最後也隻在一個小巷深處找到了一隻沾血的銀鐲子。
所有人都說女兒死了。
就連老公也勸我向前看,我和他還會有孩子。
可我始終不願意相信,瘋了一樣到處找人。
結果精神恍惚出了車禍。
我被撞壞腦袋,成了癡傻。
忘了自己叫什麼,忘了家住在哪裏。
有時候餓到胃痛如刀攪,才想起來自己忘了吃飯。
即便如此,我卻還鬧著要找女兒。
老公受不了跟我離婚。
隻剩下我一個人輾轉十多個城市,靠乞討和撿垃圾過活。
吃的是泔水,睡的是橋洞。
才終於在今天找到了女兒。
我以為是我苦盡甘來。
可隔著玻璃看見她們母女溫馨的這一幕。
我才恍惚意識到。
我心心念念找了十多年的女兒。
好像已經有了另一個媽媽。
回到垃圾站後,我高燒昏睡了好幾天。
再醒來時,頭腦更加混沌。
隻記得當初和年幼的女兒約定過。
無論我怎麼惹她生氣,隻要達成筆記本上的心願。
她都會原諒我。
可我送去的奶油蛋糕被她扔進了狗碗裏。
補好的裙子和小熊玩偶被她剪碎了扔在垃圾桶裏。
女兒又一次當著我的麵。
摔壞了那個我翹壞十個指甲才修好的八音盒。
零件散落一地,她滿臉嫌惡指著我怒罵。
“你夠了沒有,天天送這些破爛玩意惡心誰呢?”
“當初拋下我一走了之,現在就別舔著臉回來!”
我不知道女兒為什麼說我拋棄她。
隻是笨拙地想討她開心。
拿出一個歪歪扭扭、沾著血跡的花環。
小心翼翼放在窗台上。
為數不多的記憶提醒我。
從前女兒不高興時,我總會編花環逗她開心。
女兒緊皺起眉,眼底閃過一抹動容。
可很快又恢複了冷靜。
她冷嗤一聲,轉身毫不留戀關上了窗戶。
“裝模作樣,你送的東西跟你一樣廉價,當我稀罕?”
第二天,我聽說了女兒的學校要舉行家長會。
一路輾轉找到女兒的班級。
座位上的家長全都衣裝款款,看著非富即貴。
而我穿著一件打有補丁的外套,與他們格格不入。
可這已經是我最體麵的衣服了。
負責引導的學生走過來問我。
“請問你是哪位學生的家長?”
我說話不利索,因為癡傻而控製不住歪斜的嘴角。
口水順著流下,被我一遍遍擦掉。
我隻能指著牆上的班級合照,不停地重複。
“鈴鐺、小鈴鐺,我是媽媽。
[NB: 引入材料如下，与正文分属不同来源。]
PR #122, opened 2025-12-09
DM-53388: Add copy, deepcopy, and getitem to IsolatedSource

fred3m:


tests/test_isolated_source.py
```diff
@@ -0,0 +1,153 @@
...
+class ScarletTestCase(TestCase):
+    """A base TestCase for scarlet tests.
+    """
+    def setUp(self) -> None:
+        super().setUp()
+        self.bands = tuple("grizy")
+        peak = (27, 32)
+        bbox = scl.Box((15, 15), (20, 25))
+        morph = scl.utils.integrated_circular_gaussian(sigma=0.8).astype(np.float32)
+        spectrum = np.arange(5).astype(np.float32)
```
taranu: You can do `np.arange(5, dtype=np.float32)`

tests/test_isolated_source.py
```diff
@@ -0,0 +1,153 @@
...
+        model_image = scl.Image(model, yx0=bbox.origin, bands=self.bands)
+        self.component = scl.component.CubeComponent(model=model_image, peak=peak)
+
+    def test_constructor(self):
+        source = mes.source.IsolatedSource(
+            model=self.component._model,
+            peak=self.component.peak,
+        )
+
+        np.testing.assert_array_equal(
```
taranu, line 50: The args aren't copied, are they? If so, isn't testing array equality unnecessary compared to since `source.component._model is self.component._model` should be True?

tests/test_isolated_source.py
```diff
@@ -0,0 +1,153 @@
...
+            source.component._model.data,
+            self.component._model.data,
+        )
+        self.assertEqual(source.component.peak, self.component.peak)
```
taranu, line 54: Similar comment here, except I guess it tests `peak.__eq__`?

tests/test_isolated_source.py
```diff
@@ -0,0 +1,153 @@
...
+
+    def test_copy(self):
+        source = mes.source.IsolatedSource(
+            model=self.component._model,
+            peak=self.component.peak,
+        )
+        source_copy = source.copy()
+
+        self.assertIsNot(source_copy, source)
+        np.testing.assert_array_equal(
```
taranu: Seems like these should be `assertIs` as well for a shallow copy.

tests/test_isolated_source.py
```diff
@@ -0,0 +1,153 @@
...
+        self.assertEqual(source_copy.component.peak, source.component.peak)
+
+    def test_deep_copy(self):
+        source = mes.source.IsolatedSource(
+            model=self.component._model,
+            peak=self.component.peak,
+        )
+        source_copy = source.copy(deep=True)
+
+        self.assertTupleEqual(source_copy.component.peak, source.component.peak)
```
taranu, line 77: Should there also be some `assertIsNot` here?

tests/test_isolated_source.py
```diff
@@ -0,0 +1,153 @@
...
+        source = mes.source.IsolatedSource(self.component._model, self.component.peak)
+        indices = ("i", "g", "r")
+        source_reordered = source[indices]
+        self.assertTupleEqual(source_reordered.bands, indices)
+        np.testing.assert_array_equal(
+            source_reordered.get_model().data,
+            source.get_model().data[[2, 0, 1]],
+        )
+
+        source_reordered = source["igr"]
```
taranu, line 114: This is relying on string iterability, right? I would try to avoid that in production code.

tests/test_isolated_source.py
```diff
@@ -0,0 +1,153 @@
...
+        with self.assertRaises(IndexError):
+            source[:, 10:20, 10:20]
+
+        with self.assertRaises(IndexError):
+            source[1:]
+
+        with self.assertRaises(IndexError):
+            source[1]
+
+        with self.assertRaises(IndexError):
```
taranu, line 164: Is this because of the box origin, and `source[15, 15]` would work? You may want to make a note of that.

tests/test_isolated_source.py
fred3m: Yes, this is just verifying that the model is being initialized and stored properly. Obviously it is now but I want to make sure that a bad refactor or something else in the future doesn't change that.

tests/test_isolated_source.py
fred3m: Yes. I'm of the opinion that it's better to test the obvious than not test something and have a later breakage.

tests/test_isolated_source.py
fred3m: We do not use this (or anything else in this PR) in production code but this is how selecting on filters has worked in scarlet lite images since the beginning. This is just ensuring that the same indexing scheme for blends and sources in `meas_extensions_scarlet` is the same.

tests/test_isolated_source.py
fred3m: No, that wouldn't work either. Just like the afw Image class the user is required to using a bounding box for spatial dimensions to avoid confusion as to whether or not an origin is being applied.

fred3m: Agreed about documentation in the tests.Once this is merged, unless I'm given some more random bug fix tickets like I was at the end of 2025, I also plan on writing docs and updating the deblending tutorials.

”
學生沒想到我指的居然是沈家千金沈明珠。
瞪大眼睛,驚呼出聲。
“你是沈明珠的媽媽?怎麼可能!”
一瞬間,所有人都把視線投向了我。
他們上下打量我幾眼,語氣諷刺。
“這就是沈明珠那個瘋子親媽吧?怎麼找到學校來了,真是晦氣!”
“什麼學院女神,還不是有個瘋子親媽!都是些上不得台麵的東西。”
“沈明珠身上也流著這個瘋女人的血,不會也有發病的基因吧?我才不要跟這種人一個學校!”
女兒匆匆趕來,正好聽見這些話。
她臉色驟變,拽著我的衣服把我狠狠推倒在地。
“你這個瘋子,怎麼會出現在這!”
後腦勺撞上講台,痛得我渾身發抖。
有什麼溫熱的液體順著流下來。
我克製不住顫動的眼珠,雙手放在身前絞來絞去。
“家長會,媽媽來給小鈴鐺開家長會。”
女兒再也忍不住崩潰,衝著我大罵:
“你毀了我的生日宴會還不夠,還要毀了我在學校的形象嗎?!”
“我說過我隻有一個媽媽,跟你沒有任何關係!”
“你有什麼資格來給我開家長會,還不快滾!”
這個時候,一個穿著西裝的中年男人才趕著時間,大跨步走進來。
臉上帶著親昵的笑容。
“明珠,都怪舅舅,是舅舅來晚了。”
話落,他才看見站在女兒身旁滿臉瑟縮的我。
熟悉的眉眼讓他臉色一白。
控製不住驚叫起來:“是你?你怎麼會在這?”
“你居然沒死?!”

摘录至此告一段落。